I can't get over how long 2 weeks can be...it really messes with your head doesn't it       

How different is it having a 4 y/o and doing ET this time around?

Sending more PMA your way.

Hugs Debbie


----------



## mammamia12 (Feb 1, 2010)

Hey Debbie, 

Oooh, a 70's party, how fab!    Organising that should keep you nice and busy till OTD!

You're a brave woman taking over from a caterer, sounds really exciting though! 

Glad your still feeling nice and positive, with no sign of crumbling - your a stronger woman than me!  I'm not going to test but only because I'm scared it's negative..time will tell, I suppose.    

Anyway, trying to keep busy with housework but will be popping back on throughout the day. 

Take Care Huni

Mia  ps Lots of babydust being sprinkled in your direction.


----------



## bearinmind (Oct 4, 2009)

Hi Mia


It is a promise I made to myself to stay calmer this time around.  It is such a long 2 weeks and last time I was a loony tune           .  I know in the back of my head that I am older, doing a FET with unproven day3 embryos, and it normally takes 3 goes at IVF to get a healthy woman pregnant.  But if I let myself dwell I will miss out on enjoying anything of being PUPO.  


I am a little moody at the moment,  DH has been very patient with me.   


Today I walked to the shops a 40 minute walk each way as the car is in the shop having some warranty issues taken care of.  It helped a lot just to be out.  Also I am sent off a copy of the Relaxation CD, always makes me feel better doing something for someone else.  


You are a stronger person than you say.  You are doing all this and you have a child.  


Hang in there, you can do this.  


PMA and baby dust to you 


Debbie


----------



## mammamia12 (Feb 1, 2010)

Thanks debbie hun, 

I really hope you start to feel better soon, you are normally so positive, it's such a shame to see that you're feeling blue.  Let me send you MEGA      in the hope that you start to feel better really soon!

As for the odds, you just don't know hun.  There are no hard and fast rules about whos embies take and whos won't, really it's just as likely to work, as not.  It's 50/50....it will work for some, and won't for others, there is just no way of knowing who will be lucky and on which cycle.  Please try to keep that positivity going, I know nothing anyone can say will remove your doubts, but please try to keep the faith and get that Zita West CD on whenever you need a positivity boost!     

I'll be thinking of you and will be in touch tomorrow to see how your doing.    

Again sending you lots of               and lots of             

Big Hugs

Mia x

Ps Make the most of DH, mine prefers not to talk about it and just carries on like normal which is really annoying!  Plus, I don't have anyone to slave after me....Boo!
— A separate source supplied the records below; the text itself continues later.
PR #6236, opened 2022-09-21
Create journal-of-music-archaeology.csl

StefanHagel:
CSL for newly founded Journal of Music Archaeology, published at the Austrian Academy of Sciences: https://jma.vlg.oeaw.ac.at/

### DIFF
--- a/journal-of-music-archaeology.csl
+++ b/journal-of-music-archaeology.csl
@@ -4,9 +4,8 @@
   <info>
     <title>Journal of Music Archaeology</title>
     <title-short>JMA</title-short>
-    <id>f1732a6e-39c0-11ed-a261-0242ac120002</id>
+    <id>http://www.zotero.org/styles/journal-of-music-archaeology</id>
     <link href="http://www.zotero.org/styles/journal-of-music-archaeology" rel="self"/>
-    <link href="http://www.zotero.org/styles/harvard-cardiff-university" rel="template"/>
     <author>
       <name>Stefan Hagel</name>
     </author>


adam3smith:
Thanks & sorry for the delay in reviewing. @StefanHagel generally this looks great, but I'm a bit puzzled by the in-text citation format: that's really not supposed to have parentheses? It's unclear from the author guidelines (though note the year in parenthesis in the narrative citation example `West (1992: 153–55) ` ) but it seems very odd to have in-text citations without any marker like a parenthesis.

StefanHagel:
In the humanities, and perhaps especially in the kind of studies 
where I am at home, we have a tradition of very flexible usage 
of footnotes, which are much more often used for traditional 
argument. 

Therefore, although it may sometimes make sense to have 
short citations in the running text in parentheses, we mostly 
need the possibility to insert citations in the footnotes as in-text 
citations, whether also in parentheses or in narrative style.

As you know, this comes with the downside of not being easily 
convertible into other formats, but there's no way around that. 

(Compare the well-established Journal of Hellenic Studies.)

Thanks for all your work!!!
Stefan

On 16 Nov 2022 at 20:13, Sebastian Karcher wrote:

> 
> Thanks & sorry for the delay in reviewing. @StefanHagel generally this looks great, but 
> I'm a bit puzzled by the in-text citation format: that's really not supposed to have 
> parentheses? It's unclear from the author guidelines (though note the year in 
> parenthesis in the narrative citation example West (1992: 153-55) ) but it seems very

Oh well, he can make up for it if I get a BFP!


----------



## bearinmind (Oct 4, 2009)

Hi Mia

Thank you for you lovely message and all the wonderful hugs  All good today.

How are you holding up today?

Why do men cope by sticking their heads in the sand!!    Men!! can't live with them can't have a baby without one  

I am generally very positive. I like to stay positive, occasionally I slip.
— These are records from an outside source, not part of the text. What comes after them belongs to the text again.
PR #6237, opened 2022-09-21
Create greek-and-roman-musical-studies.csl

StefanHagel:
Style for Brill's journal Greek And Roman Musical Studies, https://brill.com/GRMS

### DIFF
--- a/greek-and-roman-musical-studies.csl
+++ b/greek-and-roman-musical-studies.csl
@@ -6,7 +6,6 @@
     <title-short>GRMS</title-short>
     <id>http://www.zotero.org/styles/greek-and-roman-musical-studies</id>
     <link href="http://www.zotero.org/styles/greek-and-roman-musical-studies" rel="self"/>
-    <link href="http://www.zotero.org/styles/harvard-cardiff-university" rel="template"/>
     <link href="https://brill.com/fileasset/downloads_products/Author_Instructions/GRMS.pdf" rel="documentation"/>
     <author>
       <name>Stefan Hagel</name>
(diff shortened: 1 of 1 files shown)


greek-and-roman-musical-studies.csl
```diff
@@ -0,0 +1,291 @@
...
+        <if type="bill book graphic legal_case legislation motion_picture report song" match="any">
+          <group delimiter=". " prefix=" ">
+            <group prefix=" ">
+              <text macro="title" quotes="false"/>
+              <number variable="volume" form="numeric" prefix=" " suffix=" "/>
+              <text macro="editor"/>
+              <text macro="translator"/>
+              <text macro="additional-info"/>
+              <choose>
+                <if type="motion_picture" match="any" variable="URL">
```
adam3smith, line 215: Since the `access` macro already contains a test for URL, this test is unnecessary

greek-and-roman-musical-studies.csl
```diff
@@ -0,0 +1,291 @@
...
+            <text variable="container-title" font-style="italic"/>
+            <group prefix=" ">
+              <text variable="volume"/>
+              <text variable="issue" prefix="(" suffix=")"/>
+            </group>
+            <group prefix=", ">
+              <label variable="locator" form="short"/>
+              <text macro="pages"/>
+            </group>
+            <group prefix=". ">
```
adam3smith, line 283: remove groups with only one item in them (also, there are two prefixes here; don't rely on the processor to remove unnecessary double spacing)

adam3smith (changes requested):
Thanks! Some questions, some clean-up requests

PR #6244, opened 2022-09-24
Create gnosis-journal-of-gnostic-studies.csl

POBrien333:
via https://forums.zotero.org/discussion/99911/style-request-gnosis-journal-of-gnostic-studies#latest

### DIFF
--- a/gnosis-journal-of-gnostic-studies.csl
+++ b/gnosis-journal-of-gnostic-studies.csl
@@ -59,19 +59,10 @@
     </choose>
   </macro>
   <macro name="publisher">
-    <choose>
-      <if type="book chapter paper-conference" match="any">
         <group delimiter=": ">
           <text variable="publisher-place"/>
           <text variable="publisher-place"/>
         </group>
-      </if>
-      <else>
-        <group delimiter=", " prefix=", ">
-          <text variable="publisher-place"/>
-        </group>
-      </else>
-    </choose>
   </macro>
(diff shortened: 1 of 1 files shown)


denismaier:
Is that ready?

POBrien333:
Yes, usually I put "WIP" or the like in the title or comments.

gnosis-journal-of-gnostic-studies.csl
```diff
@@ -0,0 +1,153 @@
+<?xml version="1.0" encoding="utf-8"?>
+<style xmlns="http://purl.org/net/xbiblio/csl" class="note" version="1.0" demote-non-dropping-particle="sort-only" default-locale="en-US">
```
denismaier, line 2: The style guide allows either British or American English. Would it make sense to drop the `default-locale`?

denismaier (changes requested):

gnosis-journal-of-gnostic-studies.csl
POBrien333: The only real parts where that shows is long dates where the day and month switches as well as how quotation marks are shown and handled.
This style has neither long dates (like e.g. for websites) nor quotation marks. So I don't think it matters too much in the case of this citation style and is more about the written text.
I'd leave as is and if someone comes requesting a change that's easy to make.

denismaier:
Thanks.

PR #6245, opened 2022-09-24
Update Cell to numeric-superscript style

adam3smith:
This comes from the editorial office, change will be on website shortly.
Stem Cell Reports, now independent, is the only style that remains with the old Cell format. I'm linking Negative Results to that style (it's an independent journal with poor instructions but looks to follow Cell)


bwiernik:
Thanks!

PR #6247, opened 2022-09-25
Update engineering-technology-and-applied-science-research.csl

dionojs:
change of DOI prefix and update of summary


dionojs (commented):
seems ok

dionojs:
what do I have to do now in order for the csl to be updated in the zotero repository?

adam3smith:
Thanks -- update will appear on the repository shortly

PR #6248, opened 2022-09-28
ACS, AMA, Vancouver: Remove hardcoded space after `citation-number`

dstillman:
https://github.com/zotero/zotero/issues/2633
https://discourse.citationstyles.org/t/space-after-first-field-in-plain-text-mode-when-using-second-field-align/1762

No longer necessary for citeproc-js after Juris-M/citeproc-js#207

### DIFF
--- a/american-chemical-society.csl
+++ b/american-chemical-society.csl
@@ -148,7 +148,7 @@
   </citation>
   <bibliography second-field-align="flush" entry-spacing="0">
     <layout suffix=".">
-      <text variable="citation-number" prefix="(" suffix=") "/>
+      <text variable="citation-number" prefix="(" suffix=")"/>
       <text macro="author" suffix=" "/>
       <choose>
         <if type="article-journal review" match="any">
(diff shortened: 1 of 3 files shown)


dstillman:
(Seems like the test runner is not running the updated citeproc-js.)

adam3smith:
> I guess the test runner uses citeproc-ruby, which doesn't have an equivalent fix?

Yes, we went with that for simplicity because the rest of the tests are in ruby

bwiernik:
@adam3smith do we have a doc anywhere listing known behavior difference between citeproc-ruby and citeproc-js?

denismaier:
Could someone make citeproc-ruby's behaviour consistent with citeproc-js? Or is this impossible due to whatever reason?

adam3smith:
@bwiernik -- no. The issue we're seeing the most is a slightly different interpretation of the relationship between groups and `choose` (IIRC, citeproc ruby treats `choose` like a group for delimiter purposes). Beyond that, we should be able to look at the test suite, no?

@denismaier almost certainly possible (with the possible exception of some pretty marginal stuff) -- I'm pretty sure Sylvester isn't interested/doesn't have time, though, so it'd have to be someone else.

PR #6250, opened 2022-09-29

ssha4900:
Replaced form="short" to "symbol" to always show § instead of par intext


adam3smith:
Thanks!

PR #6252, opened 2022-09-29
Create american-medical-association-no-url-alphabetical.csl

POBrien333:
via https://forums.zotero.org/discussion/99783/style-update-request-american-journal-of-sport-medicine#latest


adam3smith:
Hmm -- shouldn't the title for the AMA style be "no DOI", which is the more significant difference?

POBrien333:
I'll let you decide on what's best

adam3smith:
didn't realize we already have a no URL version, so let's stay with that label even if it's awkward.

adam3smith:
Thanks!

This round we have not told anyone as last time I had a VERY negative SIL who was on the phone asking stupid questions like "will you know when the embryos fall out" Are you prepared for the negative next week. This time around is hard because I have to lie to people I care about but much preferred compared last time.
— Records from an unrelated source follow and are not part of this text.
PR #6257, opened 2022-10-04
Create bibliotheque-de-la-societe-entomologique-de-france.csl

KwAntynn:
New csl, only a small adaptation of bulletin-de-la-societe-entomologique-de-france.csl

### DIFF
--- a/bibliotheque-de-la-societe-entomologique-de-france.csl
+++ b/bibliotheque-de-la-societe-entomologique-de-france.csl
@@ -128,14 +128,14 @@
       </group>
     </layout>
   </citation>
-  <bibliography delimiter-precedes-et-al="never" delimiter-precedes-last="never" et-al-min="12" et-al-use-first="6" subsequent-author-substitute="–––">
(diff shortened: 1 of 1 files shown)


adam3smith:
Thanks! Could you clarify what exactly this is for? I couldn't find a publication by this name, so what would this be used for? Also, the documentation still links to the Bulletin -- is this style documented somewhere online?

KwAntynn:
Dear Sebastian,

Thank you for your email. In fact, this style is not for a journal but for the online consultation of our library (using zotpress). (The access to the library of our scientific society was restricted to our members, but before the end of the year it will be free of access.) We use the same style than the Bulletin, but adding the location of the book. 

After the submission, I saw it could not respect the criteria of inclusion, but I didn’t find, or able to make, another solution. Is it ok for you?

Best regards,
Quentin

adam3smith:
To use a style in ZotPress, you don't have to have it on the repository -- you can just add it using a direct link to the CSL, i.e. in your case https://raw.githubusercontent.com/KwAntynn/styles/patch-2/bibliotheque-de-la-societe-entomologique-de-france.csl

(There's a thread on this in the ZotPress forums as well I'm pretty sure)

KwAntynn:
Thank you very much for your help. It effectively works; I would have search more.

Best regards,
Quentin

PR #6259, opened 2022-10-04
Create eurosurveillance.csl

Polperobis:
This is a new style

### DIFF
--- a/eurosurveillance.csl
+++ b/eurosurveillance.csl
@@ -1,0 +1,270 @@
+<?xml version="1.0" encoding="utf-8"?>
+<style xmlns="http://purl.org/net/xbiblio/csl" class="in-text" version="1.0" et-al-min="7" page-range-format="minimal" demote-non-dropping-particle="sort-only" default-locale="en">
+  <info>
+    <title>Eurosurveillance</title>
+    <id>http://www.zotero.org/styles/eurosurveillance</id>
+    <link href="http://www.zotero.org/styles/eurosurveillance" rel="self"/>
+    <link href="http://www.zotero.org/styles/springer-vancouver-brackets" rel="template"/>
+    <link href="https://www.eurosurveillance.org/for-authors#References" rel="documentation"/>
+    <author>
+      <name>Vincent Auvigne</name>
+      <email>vincent.auvigne@ekipaj.com</email>
+    </author>
+    <contributor>
+      <name>Charles Parnot</name>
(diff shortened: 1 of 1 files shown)


eurosurveillance.csl
```diff
@@ -0,0 +1,270 @@
...
+    <title>Eurosurveillance</title>
+    <id>http://www.zotero.org/styles/eurosurveillance</id>
+    <link href="http://www.zotero.org/styles/eurosurveillance" rel="self"/>
+    <link href="http://www.zotero.org/styles/springer-vancouver-brackets" rel="template"/>
+    <link href="https://www.eurosurveillance.org/for-authors#References" rel="documentation"/>
+    <author>
+      <name>Vincent Auvigne</name>
+      <email>vincent.auvigne@ekipaj.com</email>
+    </author>
+    <contributor>
```
POBrien333, line 13: You can delete Charles from the contributors. 
Contributors are acknowledged through the template link in line 7.

Polperobis:
I do not understand why the tests failed. Can someone help me ?

POBrien333:
`expected et-al-min (7) and et-al-use-first () to be of same type`

Basically, if you have et-al-min, you also need et-al-use-first.
You have that correctly set on `<bibliography....`, but have a look at your line 2. I would assume you'd just want to delete that there, since it's handled further down anyway.

eurosurveillance.csl
```diff
@@ -0,0 +1,265 @@
+<?xml version="1.0" encoding="utf-8"?>
+<style xmlns="http://purl.org/net/xbiblio/csl" class="in-text" version="1.0" page-range-format="minimal" demote-non-dropping-particle="sort-only" default-locale="en">
```
POBrien333, line 2: I think it requires a specific English language.
en-GB or en-US are the most common ones.
Note that they can change your style, especially how dates are shown.

Polperobis: I do not understand your comment, as I had later on a message "All checks have passed" without changing the default-locale

adam3smith:
Thanks! Given that this explicitly points to the NLM guidelines that the Vancouver styles follow, is there really none of the existing Vancouver styles we could link here? Seems unnecessary to create yet another slightly modified version if the journal links to the exact same examples.

adam3smith:
@Polperobis see my question above

adam3smith:
Closing for inactivity; we're happy to re-open if you come back to this and reply to the questions above -- just post here.

PR #6540, opened 2023-05-11
Update turabian-fullnote-bibliography.csl

### LINKED ISSUE #3496: Turabian 9th Edition
Has apparently just come out and is updated to conform to Chicago 17th. Would be good to update the style -- maybe just base it on CMoS and adjust as needed. 

If someone with a track record of submitting styles wants to take this on, we can buy you a copy of the manual.

POBrien333:
Closes #3496   

An initial draft of Turabian9, based on https://issuu.com/sbtswritingcenter/docs/torey_turabian9_blog.docx  

I have no access to the manual, so do not know if this correct or correctly implemented.

* remove ibid
* add accessed date for webpages without issued date


adam3smith:
Thanks -- looking at the manual, I think we can just make this a true dependent of Chicago: 

> A citation style used widely in the humanities and in some social sciences is the _notes bibliography_ or _notes style_ for short (also known as Turabian or Chicago notes-bibliography or notes style).

I've done a spot check and it looks exactly the same, just with a lot fewer details, so I think we should go with the dependent option. That'll also make our lives easier if people ask for an ibid. version, which is discouraged but still described.

POBrien333:
Great, thank you for the review. That's made into a dependent now.
Let's see how it does in the real world. :)

What's the history of Turabian anyway?! Never got why there was a nearly identical style. (not that all other styles are all nearly identical of each other... haha)

adam3smith:
I'll fix the errors

POBrien333:
Thanks :)

PR #6542, opened 2023-05-11
Create journal-of-the-american-philosophical-association.csl

POBrien333:
https://forums.zotero.org/discussion/104823/style-request-american-philosophical-association#latest


adam3smith:
Thanks (made the last requested change, see above)

POBrien333:
Thanks a lot!
(Just moves flat today, so appreciate you making the fix!)

PR #6543, opened 2023-05-12

POBrien333:
New style based on Springer.

via https://forums.zotero.org/discussion/104950/style-update-edit-help-request#latest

I don't think anyone who hasn't gone through this can understand. Have you seen the video Empty Arms? Makes me cry every time I see it. Maybe not a good one for this week.

Here is some humour for you

One ovary says to the other ovarie, "Hey, did you order any furniture?" 
The other ovarie says, "No, why?"
"There are a couple of nuts outside trying to shove an organ in."

Why does it take 50 million sperm to fertilize one egg?
Because they won't ask for directions either!

Two sperm were swimming through a woman's body. 
The first said, "Whew. I'm getting tired. Just how far is it to the uterus?"
"The uterus?" the second laughed. "We're not even past the esophagus yet!"

How can you tell if a man has a high sperm count?
You have to chew before you swallow!

How do you know that God isn't a woman?
Because if God was a woman then sperm would taste like chocolate!

You know you are trying to get pregnant when:
You look at your vegetarian sandwich and the alfalfa sprouts look like sperm . . . 
or . . . Someone asks you today's date and you reply "Day 21" . . .

Why do gypsies have trouble getting pregnant?
They have crystal balls.

Why do male basketball players have trouble getting their spouses pregnant?
All they do is dribble.

How many infertility patients does it take to screw in a lightbulb?
Screw in a lightbulb! Hmmm . . . do you think it might help? .

Have a wonderful positive day wonderful buddy. Hugs Debbie


----------



## mammamia12 (Feb 1, 2010)

Thanks debbie huni, just what I need today.....feeling rather down and have decided to test tomorrow as I know most clinics tell you to test 10dp 5dt which is today.  I've missed my FMU so will do it in the morning but in my heart I don't think it's worked....  

Yeh, your right about men, mine seems to have the head in the sand thing down to a T!  Never mind, we all have our own ways of coping I suppose....

As for that SIL, don't you just want to slap her?  No wonder you don't want to tell anyone!  We've not told either but not bacause anyone is rude or heartless, but because I can't stand the pitiful stares I get and am embarrassed by our situation.  I wish we had never told anyone and stuck to 'we don't want kids' then moved to 'we only wanted one'......having said that if wishes were being granted we wouldn't be in this situation in the first place....  

I have seen the Empty Arms video, it makes me cry too...so very sad.  

Well huni, so glad that you are back to your happy, positive self today, lets hope you manage to carry on in the same great mood for at least the next 8 months, whereby you will turn into a wonderful mummy and live happily ever after....the end.    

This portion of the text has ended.